Exercise instructions -
Copy out the data below. Leave nothing out and alter nothing.

Supplied records -
◆ ◆ ◆

PR #199, opened 2021-02-25
otpilot: add banner generation

tjshep:
"make build localtests" did run to completion with exit status zero.

### DIFF
--- a/userspace/Build.mk
+++ b/userspace/Build.mk
@@ -62,6 +62,12 @@ userspace/doc: sandbox_setup
 .PHONY: userspace/localtests
 userspace/localtests: $(addsuffix /localtests,$(BUILD_SUBDIRS))
 
+# .PHONY so it happens every time, even though we do write a file at the target
+.PHONY: build/gitlongtag
+build/gitlongtag:
+	mkdir -p build
+	git describe --always --dirty --long >$@
+
 include $(addsuffix /Build.mk,$(BUILD_SUBDIRS))
 
 # ------------------------------------------------------------------------------
@@ -258,7 +264,7 @@ userspace/$(APP)/$(BOARD)/build-signed: \
 		build/userspace/$(APP)/$(BOARD)/full_image
 
 .PHONY: userspace/$(APP)/$(BOARD)/check
-userspace/$(APP)/$(BOARD)/check: sandbox_setup
+userspace/$(APP)/$(BOARD)/check: sandbox_setup build/gitlongtag
 	cd userspace/$(APP) && TOCK_KERNEL_VERSION=$(APP) $(BWRAP) cargo check \
 		--offline --release
 
@@ -266,7 +272,7 @@ userspace/$(APP)/$(BOARD)/check: sandbox_setup
 userspace/$(APP)/$(BOARD)/devicetests:
 
 .PHONY: userspace/$(APP)/$(BOARD)/doc
-userspace/$(APP)/$(BOARD)/doc: sandbox_setup
+userspace/$(APP)/$(BOARD)/doc: sandbox_setup build/gitlongtag
 	cd userspace/$(APP) && TOCK_KERNEL_VERSION=$(APP) $(BWRAP) cargo doc \
 		--offline --release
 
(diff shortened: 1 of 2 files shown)


jrvanwhy (approved):

jrvanwhy (changes requested):
Unfortunately, this PR is actually broken. The `git describe` will always show it as dirty, because `cargo` runs inside a sandbox that hides `elf2tab`'s `Cargo.lock`.

The best solution to this is to have a fix for https://github.com/rust-lang/cargo/issues/8504 to eliminate need for the sandbox hackery, but in the meantime we'll have to move the `git describe` call into `Build.mk`.

tjshep:
> Unfortunately, this PR is actually broken. The `git describe` will always show it as dirty, because `cargo` runs inside a sandbox that hides `elf2tab`'s `Cargo.lock`.
> 
> The best solution to this is to have a fix for [rust-lang/cargo#8504](https://github.com/rust-lang/cargo/issues/8504) to eliminate need for the sandbox hackery, but in the meantime we'll have to move the `git describe` call into `Build.mk`.

Thanks for your help last week.  I've just updated this PR with a workaround along the lines you suggested, but I still use a build.rs to assemble the banner.   The 'git describe' call is now in Build.mk and leaves the result in a .gitlongtag file in the top directory which is read in by build.rs.   I also preserved the call to 'git describe' in build.rs in a comment in the hopes that someday we won't need this workaround.

.gitignore
```diff
@@ -14,3 +14,4 @@
 
 Cargo.lock
 build/
+.gitlongtag
```
jrvanwhy: I feel like `.gitlongtag` should be in the `build/` directory, as it is a build artifact. Then it wouldn't need its own `.gitignore` rule.

userspace/otpilot/Build.mk
```diff
@@ -15,3 +15,16 @@
...
+
+# This is to work around a problem with calling git describe directly
+# from build.rs where it was always reporting dirty due to cargo
+# always rewriting the Cargo.lock of elf2tab .  We call git describe
+# here and leave the output in a file in the top directory, and then
+# build.rs will read this file.
+
+.PHONY: makegitlongtag
+
+makegitlongtag:
```
jrvanwhy: Even though this is a `.PHONY` target, it still produces a file, so we should probably make the action's name match the file it generates.

jrvanwhy (changes requested):
I think the use of `build.rs` is completely overkill. If your purpose is to document your previous approach for future use, then I think you should do that by putting it in the `doc/` folder or by referring to this commit (which would require that this PR is not rebased past this commit).

I believe something like this should work for defining the banner:

```rust
const BANNER: &'static str = concat!(
    env!("CARGO_PKG_NAME"), ' ',
    env!("CARGO_PKG_VERSION"), ' ',
    include_str!("../../build/gitlongtag")
);
```

.gitignore
tjshep: Yep.  In new push to this PR.

userspace/otpilot/Build.mk
tjshep: Yep.   New push to this PR does that.  (Still makes it .PHONY to make sure it happens every time.)

tjshep:
> I think the use of `build.rs` is completely overkill. If your purpose is to document your previous approach for future use, then I think you should do that by putting it in the `doc/` folder or by referring to this commit (which would require that this PR is not rebased past this commit).
> 
> I believe something like this should work for defining the banner:
> 
> ```rust
> const BANNER: &'static str = concat!(
>     env!("CARGO_PKG_NAME"), ' ',
>     env!("CARGO_PKG_VERSION"), ' ',
>     include_str!("../../build/gitlongtag")
> );
> ```

Yes, that was much easier and cleaner.  The build.rs is gone now.   Needed one more level of ../ to make what you suggested work right.    See latest push to this PR.

userspace/otpilot/Build.mk
```diff
@@ -15,3 +15,12 @@
...
 RUST_APPS_papa += otpilot
+
+# .PHONY so that it happens every time
+.PHONY: build/gitlongtag
+
+build/gitlongtag:
+	mkdir -p build
+	git describe --always --dirty --long >build/gitlongtag
+
+sandbox_setup: build/gitlongtag
```
jrvanwhy: I think it would be better to make `build/gitlongtag` a dependency of the targets that call `cargo check`, this isn't related to sandbox setup. I.e., starting at [userspace/Build.mk line 261](https://github.com/google/tock-on-titan/blob/2e3f84edf8d1f97f6da4a6bd0a3eedebde46db81/userspace/Build.mk#L261), add it as a dependency to `check`, `doc`, and `app`.

jrvanwhy (approved):

userspace/otpilot/Build.mk
tjshep: Yes, new push puts it all in `userspace/Build.mk` with the dependencies you suggested.   Seems to work correctly with those dependencies.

◆ ◆ ◆

Solution to the problem -
PR #199, opened 2021-02-25
otpilot: add banner generation

tjshep:
"make build localtests" did run to completion with exit status zero.

### DIFF
--- a/userspace/Build.mk
+++ b/userspace/Build.mk
@@ -62,6 +62,12 @@ userspace/doc: sandbox_setup
 .PHONY: userspace/localtests
 userspace/localtests: $(addsuffix /localtests,$(BUILD_SUBDIRS))
 
+# .PHONY so it happens every time, even though we do write a file at the target
+.PHONY: build/gitlongtag
+build/gitlongtag:
+	mkdir -p build
+	git describe --always --dirty --long >$@
+
 include $(addsuffix /Build.mk,$(BUILD_SUBDIRS))
 
 # ------------------------------------------------------------------------------
@@ -258,7 +264,7 @@ userspace/$(APP)/$(BOARD)/build-signed: \
 		build/userspace/$(APP)/$(BOARD)/full_image
 
 .PHONY: userspace/$(APP)/$(BOARD)/check
-userspace/$(APP)/$(BOARD)/check: sandbox_setup
+userspace/$(APP)/$(BOARD)/check: sandbox_setup build/gitlongtag
 	cd userspace/$(APP) && TOCK_KERNEL_VERSION=$(APP) $(BWRAP) cargo check \
 		--offline --release
 
@@ -266,7 +272,7 @@ userspace/$(APP)/$(BOARD)/check: sandbox_setup
 userspace/$(APP)/$(BOARD)/devicetests:
 
 .PHONY: userspace/$(APP)/$(BOARD)/doc
-userspace/$(APP)/$(BOARD)/doc: sandbox_setup
+userspace/$(APP)/$(BOARD)/doc: sandbox_setup build/gitlongtag
 	cd userspace/$(APP) && TOCK_KERNEL_VERSION=$(APP) $(BWRAP) cargo doc \
 		--offline --release
 
(diff shortened: 1 of 2 files shown)


jrvanwhy (approved):

jrvanwhy (changes requested):
Unfortunately, this PR is actually broken. The `git describe` will always show it as dirty, because `cargo` runs inside a sandbox that hides `elf2tab`'s `Cargo.lock`.

The best solution to this is to have a fix for https://github.com/rust-lang/cargo/issues/8504 to eliminate need for the sandbox hackery, but in the meantime we'll have to move the `git describe` call into `Build.mk`.

tjshep:
> Unfortunately, this PR is actually broken. The `git describe` will always show it as dirty, because `cargo` runs inside a sandbox that hides `elf2tab`'s `Cargo.lock`.
> 
> The best solution to this is to have a fix for [rust-lang/cargo#8504](https://github.com/rust-lang/cargo/issues/8504) to eliminate need for the sandbox hackery, but in the meantime we'll have to move the `git describe` call into `Build.mk`.

Thanks for your help last week.  I've just updated this PR with a workaround along the lines you suggested, but I still use a build.rs to assemble the banner.   The 'git describe' call is now in Build.mk and leaves the result in a .gitlongtag file in the top directory which is read in by build.rs.   I also preserved the call to 'git describe' in build.rs in a comment in the hopes that someday we won't need this workaround.

.gitignore
```diff
@@ -14,3 +14,4 @@
 
 Cargo.lock
 build/
+.gitlongtag
```
jrvanwhy: I feel like `.gitlongtag` should be in the `build/` directory, as it is a build artifact. Then it wouldn't need its own `.gitignore` rule.

userspace/otpilot/Build.mk
```diff
@@ -15,3 +15,16 @@
...
+
+# This is to work around a problem with calling git describe directly
+# from build.rs where it was always reporting dirty due to cargo
+# always rewriting the Cargo.lock of elf2tab .  We call git describe
+# here and leave the output in a file in the top directory, and then
+# build.rs will read this file.
+
+.PHONY: makegitlongtag
+
+makegitlongtag:
```
jrvanwhy: Even though this is a `.PHONY` target, it still produces a file, so we should probably make the action's name match the file it generates.

jrvanwhy (changes requested):
I think the use of `build.rs` is completely overkill. If your purpose is to document your previous approach for future use, then I think you should do that by putting it in the `doc/` folder or by referring to this commit (which would require that this PR is not rebased past this commit).

I believe something like this should work for defining the banner:

```rust
const BANNER: &'static str = concat!(
    env!("CARGO_PKG_NAME"), ' ',
    env!("CARGO_PKG_VERSION"), ' ',
    include_str!("../../build/gitlongtag")
);
```

.gitignore
tjshep: Yep.  In new push to this PR.

userspace/otpilot/Build.mk
tjshep: Yep.   New push to this PR does that.  (Still makes it .PHONY to make sure it happens every time.)

tjshep:
> I think the use of `build.rs` is completely overkill. If your purpose is to document your previous approach for future use, then I think you should do that by putting it in the `doc/` folder or by referring to this commit (which would require that this PR is not rebased past this commit).
> 
> I believe something like this should work for defining the banner:
> 
> ```rust
> const BANNER: &'static str = concat!(
>     env!("CARGO_PKG_NAME"), ' ',
>     env!("CARGO_PKG_VERSION"), ' ',
>     include_str!("../../build/gitlongtag")
> );
> ```

Yes, that was much easier and cleaner.  The build.rs is gone now.   Needed one more level of ../ to make what you suggested work right.    See latest push to this PR.

userspace/otpilot/Build.mk
```diff
@@ -15,3 +15,12 @@
...
 RUST_APPS_papa += otpilot
+
+# .PHONY so that it happens every time
+.PHONY: build/gitlongtag
+
+build/gitlongtag:
+	mkdir -p build
+	git describe --always --dirty --long >build/gitlongtag
+
+sandbox_setup: build/gitlongtag
```
jrvanwhy: I think it would be better to make `build/gitlongtag` a dependency of the targets that call `cargo check`, this isn't related to sandbox setup. I.e., starting at [userspace/Build.mk line 261](https://github.com/google/tock-on-titan/blob/2e3f84edf8d1f97f6da4a6bd0a3eedebde46db81/userspace/Build.mk#L261), add it as a dependency to `check`, `doc`, and `app`.

jrvanwhy (approved):

userspace/otpilot/Build.mk
tjshep: Yes, new push puts it all in `userspace/Build.mk` with the dependencies you suggested.   Seems to work correctly with those dependencies.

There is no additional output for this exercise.